Tutorials>HOG features

The HOG features are widely use for object detection. HOG decomposes an image into small squared cells, computes an histogram of oriented gradients in each cell, normalizes the result using a block-wise pattern, and return a descriptor for each cell.

Stacking the cells into a squared image region can be used as an image window descriptor for object detection, for example by means of an SVM.

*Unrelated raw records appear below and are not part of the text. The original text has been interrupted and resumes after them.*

PR #323, opened 2024-03-12
[EI-347] Version tracking in a parallel processing world

rtso:
## Description 
With all the recent improvements we've been making, tracking the latest version processed is more difficult.
- Now we have multiple db writer tasks writing to different tables. For a batch of txn's, how do we know all tables that should be written to have been written to?
- When a batch of txn's are filtered out, we still need to mark those txn's as processed.

The proposal in this PR is to have a `VersionTracker` that receives VersionTrackerItem, which can be either type
- `CompleteBatch`: version tracker can mark this batch as completely processed 
- `PartialBatch`: Internally, `VersionTracker` counts the number of times it receives a `PartialBatch`. Once the count of partial batches reaches the number of tables we expect to be written, `VersionTracker` can mark the versions as completely processed. The `config.yaml` will need to set `number_db_tables`. 

## Testing 
Run user_transaction_processor with `number_db_tables: 2`. Check that 2 tables have been written to and processor_status is updated. 
Run cargo test


rust/processor/src/config.rs
```diff
@@ -30,15 +29,15 @@ pub struct IndexerGrpcProcessorConfig {
     pub starting_version: Option<u64>,
     // Version to end indexing at
     pub ending_version: Option<u64>,
+    // Number of tables this processor writes to. This is used in the version tracker.
+    // Since DB table writes are parallel, it needs to know when all tables have been written to before it can move the latest version forward.
+    pub number_db_tables: u64,
```
rtso, line 34: Having this requirement in config.yaml is not great. Thoughts on requiring a mapping for tablename -> # queries in the `ProcessorTrait`? On initialization, `VersionTracker` can count the total # queries per processor, excluding the ones in `skip_tables`.

bowenyang007 (changes requested):
This looks stale. Pushing back to your queue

This tutorial shows how to use the VLFeat function vl_hog to compute HOG features of various kind and manipulate them.

Basic HOG computation

We start by considering an example input image:

An example image.

HOG is computed by calling the vl_hog function:

cellSize = 8 ;
hog = vl_hog(im, cellSize, 'verbose') ;

The same function can also be used to generate a pictorial rendition of the features, although this unavoidably destroys some of the information contained in the feature itself. To this end, use the render command:

imhog = vl_hog('render', hog, 'verbose') ;
clf ; imagesc(imhog) ; colormap gray ;

This should produce the following image:

Standard HOG features with a cell size of eight pixels.

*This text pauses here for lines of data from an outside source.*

PR #327, opened 2024-03-20
[rust] handle burn properly for partial burns

bowenyang007:
## Summary
This closes the loop on the messy logic that is burning NFTs: 
There could be a complete burn or a partial burn.
* In the complete burn case, we don’t have anything so we either have the previous_owner field from the new burn event, or have to do a db lookup
* In the partial burn case, we assumed (wrongly) that ObjectCore will be there.

This PR fixes the partial burn case. 

## Backfill
First burn event 
Testnet: 835574507
Mainnet: 151521169

## Testing
NFT burnt!
image

### DIFF
--- a/rust/processor/src/models/token_v2_models/v2_token_ownerships.rs
+++ b/rust/processor/src/models/token_v2_models/v2_token_ownerships.rs
@@ -339,19 +339,20 @@ impl TokenOwnershipV2 {
         query_retries: u32,
         query_retry_delay_ms: u64,
     ) -> anyhow::Result<Option<(Self, CurrentTokenOwnershipV2)>> {
-        if let Some(burn_event) = tokens_burned.get(token_address) {
+        let token_address = standardize_address(token_address);
+        if let Some(burn_event) = tokens_burned.get(&token_address) {
             // 1. Try to lookup token address in burn event mapping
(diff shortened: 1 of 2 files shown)


rust/processor/src/models/token_v2_models/v2_token_ownerships.rs
```diff
@@ -296,20 +339,19 @@ impl TokenOwnershipV2 {
         query_retries: u32,
         query_retry_delay_ms: u64,
     ) -> anyhow::Result<Option<(Self, CurrentTokenOwnershipV2)>> {
-        let token_address = standardize_address(&write_resource.address.to_string());
-        if let Some(burn_event) = tokens_burned.get(&token_address) {
+        if let Some(burn_event) = tokens_burned.get(token_address) {
```
just-in-chang, line 342: Maybe call `standardize_address()` on `tokens_burned` here too in case we use the helper fn anywhere else in the future

just-in-chang (approved):

rust/processor/src/models/token_v2_models/v2_token_ownerships.rs
bowenyang007: ok yea good poitn.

HOG is an array of cells, with the third dimension spanning feature components:

> size(hog)

ans =

    16    16    31

In this case the feature has 31 dimensions. HOG exists in many variants. VLFeat supports two: the UoCTTI variant (used by default) and the original Dalal-Triggs variant (with 2×2 square HOG blocks for normalization). The main difference is that the UoCTTI variant computes bot directed and undirected gradients as well as a four dimensional texture-energy feature, but projects the result down to 31 dimensions. Dalal-Triggs works instead with undirected gradients only and does not do any compression, for a total of 36 dimension. The Dalal-Triggs variant can be computed as

% Dalal-Triggs variant
cellSize = 8 ;
hog = vl_hog(im, cellSize, 'verbose', 'variant', 'dalaltriggs') ;
imhog = vl_hog('render', hog, 'verbose', 'variant', 'dalaltriggs') ;

The result is visually very similar:

Dalal-Triggs variant. Differences with the standard version are difficult to appreciated in the rendition.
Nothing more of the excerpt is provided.